Por favor, muérdanse la lengua a tiempo.
Y
lo tercero que quisiera mencionar, por lo menos no es tan aburrido. Después, lo
aburrido lo van a tener ahí en el texto. Es procurar tener —pedir y tener—
espíritu de alegría. Sin alegría no se puede servir a Dios. Yo le pregunto a
cada uno de ustedes, pero se lo contestan adentro, no en voz alta: «¿Qué tal tu
alegría?». Les aseguro que da mucha pena cuando uno encuentra sacerdotes,
consagrados, consagradas, seminaristas, obispos, amargados. Con una cara
triste, que a uno le da ganas de preguntarle: «¿Cómo fue tu desayuno hoy? ¿Qué
tomaste, vinagre?». Cara de vinagre.
O
esa amargura del corazón, cuando viene la semilla mala y dice: ¡ah, mira! A
este lo hicieron superior, a esta la hicieron superiora, a este lo hicieron
obispo, y a mí me dejan de lado. Ahí no hay alegría. Santa Teresa, la grande,
santa Teresa tiene —es una maldición— una frase que es una maldición. Se la
dice a sus monjas: ay de la monja que dice haciéronme sinrazón (injusticia).

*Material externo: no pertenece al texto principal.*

Issue #882, opened 2023-03-03
blst error - question about development build


GBBx:
Hi,

I've been using Blockbook for a long time.
I used to be able to follow the [manual build](https://github.com/trezor/blockbook/blob/master/docs/build.md#manual-build) steps but I run into an issue since I updated to 0.4.0.
When I start blockbook I get this error message:
```
Caught SIGILL in blst_cgo_init, consult <blst>/bindings/go/README.md.
```

I found this [discussion](https://github.com/community/community/discussions/43153). They suggest to add `CGO_CFLAGS=-O -D__BLST_PORTABLE__`, so I tried this:
```
CFLAGS="-fPIC" CXXFLAGS="-fPIC" CGO_CFLAGS="-O -D__BLST_PORTABLE__" make release
```
when building rocksdb but it did not solve the issue.

I also tried to set `CGO_CFLAGS="-O -D__BLST_PORTABLE__" make release` globally but that failed, too.

I undertand `blst` is a dependency of a dependency of Blockbook but are you maybe familiar with this problem?

martinboehm:
Hi, sorry, we do not have this build problem, neither in the manual build nor in the docker build. What version of go are you using? As it seems related to Avalanche dependencies, maybe @kaladinlight will have an idea.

Usa una palabra castellana: sinrazón. O sea, me hicieron algo que no es
razonable. Cuando ella, decía, encontraba monjas que estaban lamentándose
porque no me dieron lo que me debían dar, o no me ascendieron, o no me hicieron
priora… por mal camino va. Alegría. Alegría aún en los momentos difíciles. Esa
alegría que si no puede ser risa, porque es mucho dolor, es paz.
Me
viene una escena de la otra Teresa, la chica. Teresa del Niño Jesús. Ella tenía
que acompañar todas las noches al refectorio a una monja vieja inaguantable, de
mal genio, muy enferma, pobrecita, que se quejaba de todo. Y que si la tocaba
de acá, «no, que me duele»; que si la tocaba de allá, lo mismo… y así la tenía
que acompañar al refectorio. Una noche, mientras la acompañaba por el claustro,
sintió de un palacio vecino la música de una fiesta. La música de gente que se
divertía bien, gente buena, como ella lo había hecho y lo había visto hacer a
sus hermanas, y se imaginó a la gente que bailaba, y ella dijo: «Mi gran
alegría es esta, no la cambio por otra». Aun en los momentos de problemas, de
dificultad en la comunidad, tener que tolerar a veces a un superior o una superiora
un poquito rara. Aún en esos momentos, decir: «Contento, Señor, contento». Como
decía san Alberto Hurtado.
La
alegría del corazón. Les aseguro que a mí me da mucha ternura cuando me
encuentro con sacerdotes, obispos o monjas ancianos que han vivido con plenitud
la vida. Los ojos son indescriptibles. Están llenos de alegría y de paz. Los
que no vivieron así la vida, Dios es bueno, Dios los cuida, pero les falta ese
brillo en los ojos que tienen los que fueron alegres en la vida.
Traten
de buscar —sobre todo se ve más en las mujeres—, traten de buscar en las monjas
viejas, esas monjitas que toda su vida estuvieron sirviendo, con mucha alegría
y paz, tienen unos ojos pícaros, brillantes. Porque tienen la sabiduría del
Espíritu Santo. El pequeño brote, en esos viejos y esas viejas, se hizo la
plenitud de los siete dones del Espíritu Santo. Acuérdense de esto el martes,
cuando escuchen la lectura en la Misa. Y pregúntense a sí mismos: ¿Cuido el
brote? ¿Riego el brote? ¿Cuido el brote en los demás? ¿Tengo miedo de ser
terrorista y, por lo tanto, no hablo nunca mal de los demás y me abro al don de
la alegría? A todos ustedes les deseo que, cuando —como el buen vino— la vida
los madure hacia el final, los ojos brillen de picardía, de alegría y de
plenitud del Espíritu Santo. Recen por mí, como yo rezo por ustedes.